■ TASK STATEMENT: Word for word, restate the records that follow.

EXTRACTED MATERIAL: Begin

PR #4493, opened 2015-11-24
Remove use of goog.object

bjornharrtell:
This PR removes the remaining use of `goog.object` in source and tests by moving the original implementation of the functions that are still used to `ol.object`. I did some minor refactoring to some of the functions, i.e I make use of `Object.keys` where possible.

### DIFF
--- a/src/ol/control/attributioncontrol.js
+++ b/src/ol/control/attributioncontrol.js
@@ -7,12 +7,12 @@ goog.require('goog.dom');
 goog.require('goog.dom.classlist');
 goog.require('goog.events');
 goog.require('goog.events.EventType');
-goog.require('goog.object');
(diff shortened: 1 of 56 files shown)


bjornharrtell:
I'm aware some of these functions could be refactored away by using `Object.keys`. Let me know if that refactoring should be done in this PR.

bjornharrtell:
Ack.. not until the CI checks "goog.require classes must be alphabetized" was caught. Will fix.

bjornharrtell:
Missed some cases in the first attempt and had to alphabetize goog.require manually. Fixed, squashed and ready for review now.

bjornharrtell:
I think this work should be done in separate steps instead so I won't be continuing work on this PR. Closing.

EXTRACTED MATERIAL: End

■ ANSWER SPACE:
PR #4493, opened 2015-11-24
Remove use of goog.object

bjornharrtell:
This PR removes the remaining use of `goog.object` in source and tests by moving the original implementation of the functions that are still used to `ol.object`. I did some minor refactoring to some of the functions, i.e I make use of `Object.keys` where possible.

### DIFF
--- a/src/ol/control/attributioncontrol.js
+++ b/src/ol/control/attributioncontrol.js
@@ -7,12 +7,12 @@ goog.require('goog.dom');
 goog.require('goog.dom.classlist');
 goog.require('goog.events');
 goog.require('goog.events.EventType');
-goog.require('goog.object');
(diff shortened: 1 of 56 files shown)


bjornharrtell:
I'm aware some of these functions could be refactored away by using `Object.keys`. Let me know if that refactoring should be done in this PR.

bjornharrtell:
Ack.. not until the CI checks "goog.require classes must be alphabetized" was caught. Will fix.

bjornharrtell:
Missed some cases in the first attempt and had to alphabetize goog.require manually. Fixed, squashed and ready for review now.

bjornharrtell:
I think this work should be done in separate steps instead so I won't be continuing work on this PR. Closing.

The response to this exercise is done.